Everything about pianist Richard Goode exudes friendliness, courtesy, good humor and patience, yet there is also a curiosity in his vivid eyes, shining out a vitality and youthfulness, belying his age — he turned 68 this past summer.
Photo: Deborah Feingold
I have had the opportunity to hear him perform on numerous occasions, not only at one of his frequent concerts at Carnegie Hall, where he is featured as one of the handful of seasoned performers at Carnegie’s annual ‘keyboard virtuoso’ series, but also in more intimate settings, like the 92nd Street Y. He has always convinced and enthused audiences with his insightful interpretations. The Financial Times called his recording of all five Beethoven concertos performed with the Budapest Festival Orchestra under Ivàn Fisher(released by Nonesuch Records in 2009) a “landmark recording of the Beethoven concertos.”He is a performer who manages to integrate a personal style and special nuance into even the most renowned repertoire.
When I entered his Upper East Side apartment, I was asked to please take off my shoes and am being greeted by his wife, violinist Marcia Weinfeld, and the venerable pianist himself, who has helped to shape New York’s pianistic scene at its best.“My wife teaches her students in the other wing of the apartment,” he says, as he closes the large, heavy doors to his studio, furnished with well stocked bookshelves that house part of the famously huge Goode book collection, recordings and lots of music scores, a cozy couch and of course his grand piano.
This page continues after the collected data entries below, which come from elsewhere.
PR #468, opened 2021-05-26
Re-enable publishing in cargo-release configuration.

rfk:
This was accidentally left in as a result of my testing
from https://github.com/mozilla/uniffi-rs/pull/459


rfk:
I've published the `v0.10.0` release by hand, but this will help out release-cutting instructions actually work for future versions.

mhammond (approved):
WCGW?

PR #470, opened 2021-06-02
Update our rust policy to match mozilla-central's 'uses' version

mhammond:
[Rendered version](https://github.com/mhammond/uniffi-rs/blob/update-rust-policy/docs/policies/rust-versions.md)

Ryan and I have come up with this policy for our rust components. We want uniffi and app-services to have the same policy, and because this repo already had a documented I figured I'd start here, then once approved, copy it into the app-services repo.

This updates #432 - @dmose reviewed/approved that, but he's out, so I'm going with just @rfk

### DIFF
--- a/.circleci/config.yml
+++ b/.circleci/config.yml
@@ -75,10 +75,10 @@ jobs:
       - run:
           name: "Print the Rust version, to help with debugging"
           command: rustc --version
-      # some tests fail on MSR:
+      # some tests fail on earlier rust versions and we want to ignore them:
       # * trybuild_ui_tests - error message had a comma inserted! Can probably
       #   be re-enabled after the next rust version bump.
-      - run: cargo test --skip trybuild_ui_tests
+      - run: cargo test -- --skip trybuild_ui_tests
   Deploy website:
     docker:
       - image: circleci/node:latest
--- a/.circleci/config.yml
+++ b/.circleci/config.yml
@@ -64,7 +64,7 @@ jobs:
           name: "Set RUSTFLAGS to fail the build if there are warnings"
           command: echo 'export RUSTFLAGS="-D warnings"' >> $BASH_ENV
       - run: cargo test
-  Rust and Foreign Language tests - MSR:
+  Rust and Foreign Language tests - min. supported rust:
     docker:
       - image: rfkelly/uniffi-ci:latest
     resource_class: large
@@ -75,7 +75,10 @@ jobs:
       - run:
           name: "Print the Rust version, to help with debugging"
           command: rustc --version
-      - run: cargo test
+      # some tests fail on MSR:
+      # * trybuild_ui_tests - error message had a comma inserted! Can probably
+      #   be re-enabled after the next rust version bump.
+      - run: cargo test --skip trybuild_ui_tests
   Deploy website:
     docker:
       - image: circleci/node:latest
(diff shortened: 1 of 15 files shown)


docker/Dockerfile-build
```diff
@@ -36,10 +36,8 @@ RUN sudo apt-get update -qq \
         python3-pip \
     && sudo apt-get clean
 
-RUN rustup update \
-    # This specific version of Rust is required for compatibility with mozilla-central
-    && rustup install 1.47.0 \
-    && rustup default 1.47.0
+# This should automatically install the version specified in rust-toolchain.toml
+RUN rustup update
```
rfk, line 40: Hrm it's not obvious to me that this will execute with the correct context to see the toolchain file by default, I'll try it out and see...

docs/policies/rust-versions.md
```diff
@@ -5,52 +5,53 @@ it be used by external projects. If uniffi always uses Rust features available
 in only the very latest Rust version, this will cause problems for projects
 which aren't always able to be on that latest version.
 
-This is particularly important while uniffi is new and young - it's not always
-possible for our policy to be something like "defer updating uniffi until your
-project is on the same version of rust", because there's a good chance these
-projects *need* the latest version of uniffi for it to be a useful solution.
-
 Given uniffi is currently developed and maintained by Mozilla staff, it should
```
rfk, line 8: Nit: consistent capitalization of "UniFFI" and "Rust" throughout this document

rust-toolchain.toml
```diff
@@ -1,7 +1,7 @@
 # See https://rust-lang.github.io/rustup/overrides.html for details on how this file works
 # and how you can override the choices made herein.
 [toolchain]
-channel = "1.47.0"
+channel = "1.52.1"
```
rfk, line 4: We could consider adding  a note here to reference the circleci config, similar to how the circleci config references this file.

.circleci/config.yml
```diff
@@ -31,7 +31,7 @@ jobs:
     docker:
       # Our policy for updating this rust version is at https://github.com/mozilla/uniffi-rs/tree/main/docs/policies/rust-versions.md
       # See also rust-toolchain.toml in the root of this repo, which is used to ensure the local version of rust matches.
-      - image: circleci/rust:1.47.0
+      - image: circleci/rust:1.52.1
```
rfk, line 34: Actually, I wonder if it would be simpler for us to just use the `uniffi-ci` docker image for running these tests as well, then we don't have to specify an explicit version number here. Not sure how this would affect our CircleCI costs or anything like that, but it'd be simpler.

rfk (commented):
I am 100% on board with this policy change; holding off on r+ purely because I need to get my head around the docker-image build stuff.

rfk (approved):
r+ with the Docker tweak from https://github.com/mhammond/uniffi-rs/pull/4, if they make sense to you. Sadly I think there are also some clippy issues with the new Rust version 😬

.circleci/config.yml
```diff
@@ -13,28 +13,39 @@ commands:
...
+      - run: rustup override set 1.47.0
+      - run: rustup update
+
 orbs:
   gh-pages: sugarshin/gh-pages@0.0.6
 jobs:
   Check Rust formatting:
     docker:
       # Our policy for updating this rust version is at https://github.com/mozilla/uniffi-rs/tree/main/docs/policies/rust-versions.md
       # See also rust-toolchain.toml in the root of this repo, which is used to ensure the local version of rust matches.
```
rfk, line 33: This comment no longer refers to anything, as there is no "this rust version" in the lines that follow it.

rfk (approved):
Looks great! I like the way you've factored the Rust versions in CI here, much cleaner than how we currently do the beta tests in appservices.

Issue #471, opened 2021-06-02
Proposal: Adding Mutability to Swift structs


skhamis:
## Problem

Uniffi currently generates structs in Swift with the keyword `let` which evaluates as a constant and `var` which is the mutable counterpart. [Swift documentation on var vs let](https://docs.swift.org/swift-book/LanguageGuide/TheBasics.html#ID310)

This is currently happening in the current uniffi work https://github.com/mozilla-mobile/firefox-ios/pull/8602 where I need to construct an entirely new struct to change a couple of variables inside. While not terrible, it does leave potential room for improvement. The actual "fix": https://github.com/mozilla-mobile/firefox-ios/pull/8602/commits/54cee20b10a249f37167b8e2fba6c4a69ee68317

## Solution

Since this is swift specific it might be harder to propose any solution in the UDL without mucking things up. However there seems to be two paths:

1. In the UDL have a decorator that can specify potential language-specific needs while keeping the verbose-ness of the current UDL style:
    - something like `[Mutable]` since almost all supported languages have equivalent of mutable/immutable

2. After briefly discussing this issue with @rfk, another (probably much better) option is to default swift structs to be `var` instead of `let` to allow mutability by default. However that comes with it's own potential paths to think through.

┆Issue is synchronized with this [Jira Task](https://jira.mozilla.com/browse/SYNC-2234)

rfk:
FWIW the Kotlin bindings have a similar property, using `val` instead of `var` and thus creating immutable properties.

I think I'm lightly +1 on allowing these properties to be mutable by default. One risk could be if consumers expect the mutations to somehow be automatically reflected in an underlying object in the Rust code, but given the current shape of our APIs that doesn't seem too likely.

rfk:
If you wanted to play around with this in a local build, I *think* it could be as small as changing `let` to `var` in the Swift Record template [here](https://github.com/mozilla/uniffi-rs/blob/66de08450b9df8447278c7106dfa99f863f9c2ac/uniffi_bindgen/src/bindings/swift/templates/RecordTemplate.swift#L3) and `val` to `var` in the Kotlin Record template [here](https://github.com/mozilla/uniffi-rs/blob/66de08450b9df8447278c7106dfa99f863f9c2ac/uniffi_bindgen/src/bindings/kotlin/templates/RecordTemplate.kt#L3).

skhamis:
[...]

PR #474, opened 2021-06-03
Change swift and kotlin bindings to be mutable by default

skhamis:
This is the result from the discussion in Issue https://github.com/mozilla/uniffi-rs/issues/471


rfk (approved):
Thanks! Could you please also add a brief changelog entry for completeness?

PR #479, opened 2021-06-12
Remove lots of boilerplate from bindings by using askama's 'else'

mhammond:
There's a fair bit of copy/pasted "this type not supported" boilerplate in the bindings that would be simplified using `{% else %}` - when I found myself adding copy/pasting the same boilerplate in these locations I figured I'd see if it could be avoided.


mhammond:
Turns out the ruby and python bindings both had errors in that copy/pasta too - the `write` functions didn't have a param for the value.

rfk (approved):
Thanks! When I initial structured it this way, I think I was trying to take advantage of exhaustive matching to make sure we didn't accidentally forget to handle a particular type in a backend. But that doesn't really work with the current approach of just stubbing out unimplemented types, so using `else` makes more sense 👍🏻

PR #480, opened 2021-06-14
Publish auto-generated Rust API docs as part of the UniFFI manual.

rfk:
Rust has great tooling for API docs, and I think we should try to
get into the habit of using it. This commit generates API docs for
our main crates and includes them in the published UniFFI manual,
which will hopefully help folks onboarding into the codebase.


mhammond (approved):
These docs are really coming together

Issue #475, opened 2021-06-03
Support "local" types which know how to convert to and from primitive types - eg, Guid, Url


mhammond:
In app-services, we've had to compromise on the interfaces we expose, particularly around `Guid` and `Url`. Here's my latest take on this:

How about we "just" provide a way for consumers to provide a list of "external types" - a list of `[(name, raw_type)]` - eg, `('Guid', String)`

Doing this allows us to write in the .udl:

```
  Guid get_guid(optional Guid? s);
```

and then it's fairly easy to have:

1) the Rust side of the generation just calls `fn get_guid(guid: Option<Guid>) -> Guid` (assuming that type exists and implements the uniffi traits)
2) the "other" side of the generation world to just use strings - in Python, `get_guid(None))` works and returns a string.

and you can imagine (2) being optionally smarter - eg, we can probably arrange for projects to also arrange for a suitable `Guid` type to be used in the bindings.

I haven't thought too much about how to spell these types, but for the sake of example, let's assume in `uniffi.toml` with something like:

```
[local_types]

[local_types.Guid]
raw = "String"
# Python gets special support, other languages get a string.
python = { lower = "some_package.GuidType.to_string", lift = "some_package.GuidType.from_string" }

[local_types.JSONObject]
raw = "String"
python = {...}
kotlin = {...}
# etc!
```

This would probably allow a consumer to fully implement #440 without any help from us and probably even backout timestamp/duration support.

(To be clear, I'm not saying we *should* exclude JSON support or back timestamps out, but we *could*)

FWIW, I've got my `get_guid()` example above working in a very very hacky way, including painfully hand-written implemention of `ViaFfi` for `Guid` - but close enough to convince me it's doable.

WDYT?

┆Issue is synchronized with this [Jira Task](https://mozilla-hub.atlassian.net/browse/UNIFFI-65)
┆Issue Number: UNIFFI-65

rfk:
One thing to be aware of here is that this can interfere with the use of generics in function signatures, like [this example](https://github.com/mozilla/uniffi-rs/blob/d58e92f58a48e65b0c6ec10c0cb22d103a266e50/examples/todolist/src/lib.rs#L53) from the TodoList crate:

```
fn add_item<S: Into<String>>(&self, item: S) -> Result<()> {
     ...
} 
```

[...]

Issue #478, opened 2021-06-09
Improve situation around sharing types between crates.


mhammond:
It's currently impossible to expose a struct etc defined in another crate - uniffi tries to define `uniffi::ViaFfi` for the type and the rust compiler doesn't let that happen (`impl doesn't use only types from inside the current crate`).

Even if we came up with a way to get around that, we'd need to take some care as the next obvious step would be that multiple crates all expose the same type and would expect to be able to pass these types between each other - which is another can of worms if each crate generates its own version of the type.

For a concrete example, grep for the `DeviceType` enum in application-services - the "real" type should be owned by sync15-traits, but fxa-client, sync-manager and tabs have clones of the enum, and at least the fxa and sync15 versions already diverge in how they serialize to json.

This might be tricky, so the least we can do is document this.

┆Issue is synchronized with this [Jira Task](https://mozilla-hub.atlassian.net/browse/UNIFFI-66)
┆Issue Number: UNIFFI-66

PhilippGackstatter:
I just ran into this issue while trying to setup uniffi for a multi-crate project. Is there a typical way to work around this? It's not possible to write a `udl` file for each crate and combine the results somehow, right? Thanks.

rfk:
> Is there a typical way to work around this?

We don't have a good way to deal with it yet, but we've started running into this issue in our production code so we're actively working on a solution. Are you able to describe your multi-crate project setup a little bit, so we can use it as another reference point when discussing solutions?

PhilippGackstatter:
Sure. Although, I just got started with uniffi and considered it to implement our bindings. Among others, there are the `identity-core` crate, and the `identity-iota` crate. There is a `identity_core::crypto::KeyPair` struct and that is used in one of the methods of `identity_iota::IotaDocument`. We also have an `identity` crate that re-exports all these types for easier usage.

Writing two separate `udl` files for `identity_core` and `identity_iota` doesn't allow the scaffolding to succeed, as `identity_iota`'s `udl` file doesn't contain the `KeyPair`, because it is not defined in that crate. Importing the `KeyPair` also fails, since we cannot implement `ViaFfi` for such a type, as mentioned above. I could see one solution involving an import mechanism in `udl` files, to combine multiple crates into one "ffi library", though I'm sure that comes with is own caveats.

[...]

PR #482, opened 2021-06-14
Experiment with what "external types" might look like.

mhammond:
An experiment for what I described in #475.

The most interesting part is [a new fixture](https://github.com/mhammond/uniffi-rs/tree/typedefs/fixtures/external-types). It implements 2 types - a `Guid` and a `JSONObject`, with the idea that all languages except rust could use Guid as a String, but `JSONObject` would have all languages have a custom type. This support for foreign types is defined in [uniffi.toml](https://github.com/mhammond/uniffi-rs/blob/typedefs/fixtures/external-types/uniffi.toml) and only exists for Python, but I think should work fine in the others.

The JSONObject is a bit clunky - it would be perfect if rust could use serde::Value directly, but the "no traits on external types" means we need to wrap it. If we could use serde directly, the ergonomics for both sides of the FFI here seem almost identical to what we'd end up with otherwise.

Error handling will need some thought - if we are wrapping a function that doesn't Err<>, then do we allow use of custom types which might fail, or do we just unwrap for them? Everything currently unwraps, which is bad.

Quite a few other details you'll find too :)

### DIFF
--- a/fixtures/external-types/src/external-types.udl
+++ b/fixtures/external-types/src/external-types.udl
@@ -1,0 +1,23 @@
+
+[External]
+typedef string Guid;
+
+[External]
+typedef string JSONObject;
+
+dictionary ExtTypes {
+    Guid guid;
+    sequence<Guid> guids;
+    JSONObject json;
+    sequence<JSONObject> jsons;
+    // should get all other recursive types.
+};
+
+namespace external_types {
+    string get_string(optional string? val);
+    Guid get_guid(optional Guid? val);
+
+    JSONObject? get_json_object(optional JSONObject? val);
+
+    ExtTypes get_ext_types(optional ExtTypes? vals);
+};
--- a/fixtures/external-types/src/lib.rs
+++ b/fixtures/external-types/src/lib.rs
@@ -1,0 +1,99 @@
+// A trivial Guid implementation.
+struct Guid(String);
+
+// A simple `type JSONObject = serde_json::Value;` would work, except that
+// we can't impl ViaFfi `impl doesn't use only types from inside the current crate`
+struct JSONObject(serde_json::Value);
+
+fn get_guid(guid: Option<Guid>) -> Guid {
+    match guid {
+        Some(guid) => guid,
+        None => Guid("NewGuid".to_string()),
+    }
+}
+
+fn get_string(s: Option<String>) -> String {
+    match s {
+        Some(s) => s,
+        None => "NewString".to_string(),
+    }
+}
+
+fn get_json_object(v: Option<JSONObject>) -> Option<JSONObject> {
+    match v {
+        Some(v) => Some(v),
+        None => Some(JSONObject(serde_json::json!({"foo": "bar"}))),
+    }
+}
+
+struct ExtTypes {
+    guid: Guid,
+    guids: Vec<Guid>,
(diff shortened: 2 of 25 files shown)


uniffi_bindgen/src/bindings/python/gen_python.rs
```diff
@@ -206,6 +230,21 @@ mod filters {
             Type::Boolean => format!("(True if {} else False)", nm),
             Type::String => format!("{}.consumeIntoString()", nm),
             Type::Object(name) => format!("{}._make_instance_({})", class_name_py(name)?, nm),
+            Type::ExternalType(ext_name, primitive) => {
+                let prim_lift = format!(
```
mhammond, line 234: an alternative strategy here might be to generate custom global helpers for each type and this can shrink to identical boilerplate regardless of implementation. That's just shifting the code to a more dedicated "setup" step, but that might be worthwhile.

fixtures/external-types/src/external-types.udl
```diff
@@ -0,0 +1,23 @@
+
+[External]
+typedef string Guid;
+
+[External]
+typedef string JSONObject;
```
jhugman, line 6: Oh, I like that. I was wondering how to get these in to the frontend.

fixtures/external-types/src/lib.rs
```diff
@@ -0,0 +1,99 @@
...
+                Ok($from_string(s)) // XXX - wire up errors
+            }
+        }
+    }
+}
+
+viaffi_simple_string!(JSONObject, self, self.0.to_string(), |s: String| Self(
+    serde_json::from_str(&s).unwrap()
+));
+viaffi_simple_string!(Guid, self, self.0, |s| Self(s));
```
jhugman, line 97: Does this mean that each crate that needs a JSON needs to implement this? Or can these be put into a uniffi-runtime addendum crate(s)?

fixtures/external-types/uniffi.toml
```diff
@@ -0,0 +1,7 @@
+[bindings.python]
+
+[bindings.python.external_types]
+[bindings.python.external_types.JSONObject]
+setup = "import json"
+lift_from_primitive = "json.loads"
+lower_to_primitive = "json.dumps"
```
jhugman, line 7: This looks interesting: I wonder how multi-lines and error handling fit in.

jhugman (commented):
This is interesting work. I love the idea of moving the type transforms into their own crates.

I'm not sure about the client code inheriting uniffi-runtime implmentation details (the JSONObject wrapper struct).

Could you/would see this generalize further? `ffi_via_i32!` for example? Could we get rid of some of these match expressions and replace them with lookups?

fixtures/external-types/src/lib.rs
mhammond: Thanks James. That's a great question! I guess I'm hoping for a middle ground, so that both of these can be true:

* uniffi itself has no opinion about what a `JSONObject` is, and no opinion on how it should be exposed to each language.
* projects like app-services don't need to specify this for every crate - and better, should be able to pass `JSONObject`s around freely.

How to spell that is unclear. Some kind of `include` mechanism? Something else? This intersects very closely with the problem described in #478.

PR #483, opened 2021-06-15
Use rusty docker image for building API docs in CI.

rfk:
The docs-publishing CircleCI task is using a node-based docker image,
which means it doesn't have the necessary tooling to build the API
docs. Let's use the same docker image as the other tasks for simplicity.

### DIFF
--- a/.circleci/config.yml
+++ b/.circleci/config.yml
@@ -28,7 +28,9 @@ commands:
     steps:
       - run:
           name: Build API Docs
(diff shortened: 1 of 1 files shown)


rfk:
I temporarily configured Circle to deploy the website from this PR to confirm that it works, and it seems to:

* https://mozilla.github.io/uniffi-rs/internals/crates.html

mhammond (approved):

PR #484, opened 2021-06-15
Fix U16 for python and ruby

saks:


rfk (approved):
Nice catch, thank you! Could you please also add a brief note in the changelog?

Like many Bronx natives of his time, Goode comes from a Jewish, Eastern European family — both grandmothers emigrated with their children from the Ukraine to America right before the war and it was many years before their husbands would be able to follow their families to New York. Goode’s maternal grandmother was Orthodox and quite observant, prompting his mother to rebel and adopt a rather secular, American way of life. Goode describes his father as very musical, even though he was never musically trained. Once their talented son started serious piano studies, Goode’s father took up piano tuning, “which is really difficult, I tried it and could not do it,” he adds smiling.
Goode’s first teacher, whose house calls he still remembers, did not meet his father’s expectations. A more suitable pianistic influence, Elvira Szigety, an aunt of the celebrated violinist Josef Szigety continued guiding the six and a half years old boy for the next three years.
Rosalie Leventritt, famous patron of the arts, became most influential in Richard Goode’s early career. The Leventritt Foundation was instrumental in supporting music education all over the country and has been blessed with supporting some of the finest artists.( see the history of Young Audiences at http://www.youngaudiences.org ) Through Leventritt, Goode was introduced to pianist Rudolf Serkin who, on the board of Young Audiences with Leventritt, was willing to listen to the young talented boy play for him at Leventritt’s home.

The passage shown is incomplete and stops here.